Sie traf den Haushofmeister in dem kleinen, neben der Gaststube liegenden Büro an. Er war in Reithosen und Jagdstiefeln und wirkte sehr ruhig, ja geradezu munter. Er vermied jede Anspielung auf das Scharmützel vom Abend zuvor und begann völlig ungezwungen zu reden.

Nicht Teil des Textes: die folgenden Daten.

PR #118, opened 2020-03-22
Fix scripts for Windows environment

mickeypearce:
## Description
Fixing package.json scripts for Win environment

## Related issues
- Fixes #38

PR #227, opened 2020-03-26
Add run-s to sequentially run dev scripts

mickeypearce:
## Related issues and PRs
#38 and #118 

## Description
Shell scripts with ";" between commands don't work properly on Windows...
Adding a dependency: "npm-run-all" to solve the problem of running scripts sequentally without exiting on error.

All complex scripts in package.json


ivan-aksamentov:
@mickeypearce Thanks!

»Vergebt mir, Madame, daß ich Euch bemüht habe, aber es schien mir angebracht, vor meiner Abreise alle Fragen unserer Schokoladefabrikation durchzusprechen, wenn wir auch unserem Geschäftsführer Marchandeau volles Vertrauen schenken können.«
»Ihr wollt verreisen?«
»Ja. Ich habe soeben eine Verpflichtung für die Franche-Comté unterzeichnet, wo Seine Majestät in diesem Frühjahr, wie es heißt, irgendeine Stadt erobern will. Ich breche erst in acht Tagen auf, aber inzwischen soll ich mich um die Verproviantierung des Regiments von Monsieur du Bellay kümmern. So werde ich in dieser letzten Woche wohl keine Zeit für eine Zusammenkunft mit Euch finden, und deshalb wollte ich den letzten freien Abend dazu benützen, gemeinsam mit Euch festzustellen, wie unsere Geschäfte stehen.«
Über eine Stunde lang gingen sie zusammen mit Marchandeau die Kontobücher durch, worauf sie sich in den Fabrikationsraum begaben, um die Maschinen zu prüfen, und in die Vorratskammern, um die Reserven an Kakao, Zucker und Gewürzen zu kontrollieren. In einem passenden Augenblick stand Audiger auf und ging hinaus, als müsse er einen andern Faszikel mit Rechnungen holen. Doch wenige Augenblicke darauf hörte Angélique den Trab eines sich entfernenden Pferdes, und sie begriff, daß Audiger aufgebrochen war und daß sie ihn nie wiedersehen würde.